(Material for this exercise begins)

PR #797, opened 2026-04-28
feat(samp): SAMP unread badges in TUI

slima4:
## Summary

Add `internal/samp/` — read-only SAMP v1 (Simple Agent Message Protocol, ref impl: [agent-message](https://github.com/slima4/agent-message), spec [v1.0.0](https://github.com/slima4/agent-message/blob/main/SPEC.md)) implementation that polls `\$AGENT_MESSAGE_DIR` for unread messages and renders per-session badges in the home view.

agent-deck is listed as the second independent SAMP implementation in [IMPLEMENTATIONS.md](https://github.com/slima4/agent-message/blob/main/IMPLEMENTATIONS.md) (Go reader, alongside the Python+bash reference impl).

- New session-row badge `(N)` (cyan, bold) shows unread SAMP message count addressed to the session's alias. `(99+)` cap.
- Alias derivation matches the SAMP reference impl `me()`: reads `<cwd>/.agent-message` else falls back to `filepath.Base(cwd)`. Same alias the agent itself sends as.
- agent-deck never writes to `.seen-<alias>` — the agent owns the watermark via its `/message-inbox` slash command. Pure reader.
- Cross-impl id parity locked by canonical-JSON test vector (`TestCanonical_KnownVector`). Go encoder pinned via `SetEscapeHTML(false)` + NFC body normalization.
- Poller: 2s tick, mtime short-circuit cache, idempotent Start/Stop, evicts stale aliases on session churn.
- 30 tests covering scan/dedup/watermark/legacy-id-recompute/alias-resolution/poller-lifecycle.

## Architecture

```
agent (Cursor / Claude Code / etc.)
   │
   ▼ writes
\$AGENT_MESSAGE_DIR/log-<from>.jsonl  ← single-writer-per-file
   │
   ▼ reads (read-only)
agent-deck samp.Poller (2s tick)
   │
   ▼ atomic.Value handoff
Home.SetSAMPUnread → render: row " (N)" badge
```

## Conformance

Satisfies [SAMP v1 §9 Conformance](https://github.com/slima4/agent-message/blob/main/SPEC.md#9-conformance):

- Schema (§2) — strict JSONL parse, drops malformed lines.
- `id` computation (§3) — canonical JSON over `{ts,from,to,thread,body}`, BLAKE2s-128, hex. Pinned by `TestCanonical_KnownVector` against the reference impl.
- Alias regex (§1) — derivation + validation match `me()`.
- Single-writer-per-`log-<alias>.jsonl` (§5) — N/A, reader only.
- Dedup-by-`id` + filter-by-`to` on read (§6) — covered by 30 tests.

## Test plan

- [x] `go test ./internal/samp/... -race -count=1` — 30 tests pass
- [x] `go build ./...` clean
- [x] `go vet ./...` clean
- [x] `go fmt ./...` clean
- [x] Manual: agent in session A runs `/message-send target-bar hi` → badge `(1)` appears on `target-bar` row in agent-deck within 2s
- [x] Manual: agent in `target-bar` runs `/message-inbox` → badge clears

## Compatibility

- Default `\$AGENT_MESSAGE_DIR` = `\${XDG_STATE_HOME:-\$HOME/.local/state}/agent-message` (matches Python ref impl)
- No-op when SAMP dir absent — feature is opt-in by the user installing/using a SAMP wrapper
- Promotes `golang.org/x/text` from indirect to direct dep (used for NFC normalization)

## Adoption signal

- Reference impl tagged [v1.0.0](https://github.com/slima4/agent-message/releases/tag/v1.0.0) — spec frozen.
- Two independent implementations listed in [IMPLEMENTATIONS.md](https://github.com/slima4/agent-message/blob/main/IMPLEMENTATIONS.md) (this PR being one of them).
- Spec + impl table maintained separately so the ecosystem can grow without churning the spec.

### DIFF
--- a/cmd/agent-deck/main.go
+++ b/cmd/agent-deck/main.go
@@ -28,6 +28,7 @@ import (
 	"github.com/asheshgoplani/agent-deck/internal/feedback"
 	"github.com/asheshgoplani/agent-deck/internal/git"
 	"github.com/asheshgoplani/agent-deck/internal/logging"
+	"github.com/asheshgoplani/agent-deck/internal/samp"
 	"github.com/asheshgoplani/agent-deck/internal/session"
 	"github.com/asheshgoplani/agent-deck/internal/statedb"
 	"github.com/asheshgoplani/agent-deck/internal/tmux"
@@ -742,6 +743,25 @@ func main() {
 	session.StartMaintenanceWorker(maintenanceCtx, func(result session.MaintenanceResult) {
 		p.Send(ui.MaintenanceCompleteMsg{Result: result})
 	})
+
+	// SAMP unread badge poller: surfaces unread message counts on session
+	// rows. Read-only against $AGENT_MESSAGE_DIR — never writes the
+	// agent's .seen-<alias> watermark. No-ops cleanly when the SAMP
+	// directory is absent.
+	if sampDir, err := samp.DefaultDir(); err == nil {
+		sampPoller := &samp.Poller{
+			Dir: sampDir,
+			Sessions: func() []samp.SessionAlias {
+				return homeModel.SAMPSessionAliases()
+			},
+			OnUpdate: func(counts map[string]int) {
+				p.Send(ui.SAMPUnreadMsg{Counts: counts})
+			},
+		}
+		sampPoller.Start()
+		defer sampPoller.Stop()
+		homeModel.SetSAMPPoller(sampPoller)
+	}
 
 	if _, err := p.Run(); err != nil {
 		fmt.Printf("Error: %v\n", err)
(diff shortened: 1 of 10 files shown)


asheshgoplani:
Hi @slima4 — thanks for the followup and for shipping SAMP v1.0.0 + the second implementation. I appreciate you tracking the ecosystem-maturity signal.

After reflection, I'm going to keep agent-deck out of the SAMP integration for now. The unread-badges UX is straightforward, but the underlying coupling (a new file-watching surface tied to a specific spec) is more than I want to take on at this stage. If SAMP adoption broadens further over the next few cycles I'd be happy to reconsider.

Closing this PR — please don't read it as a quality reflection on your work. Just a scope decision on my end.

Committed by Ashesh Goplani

(Material for this exercise ends)

> [What the task asks] If a line of the data holds the string "Conformance", list it.

> [Task answer]
## Conformance
Satisfies [SAMP v1 §9 Conformance](https://github.com/slima4/agent-message/blob/main/SPEC.md#9-conformance):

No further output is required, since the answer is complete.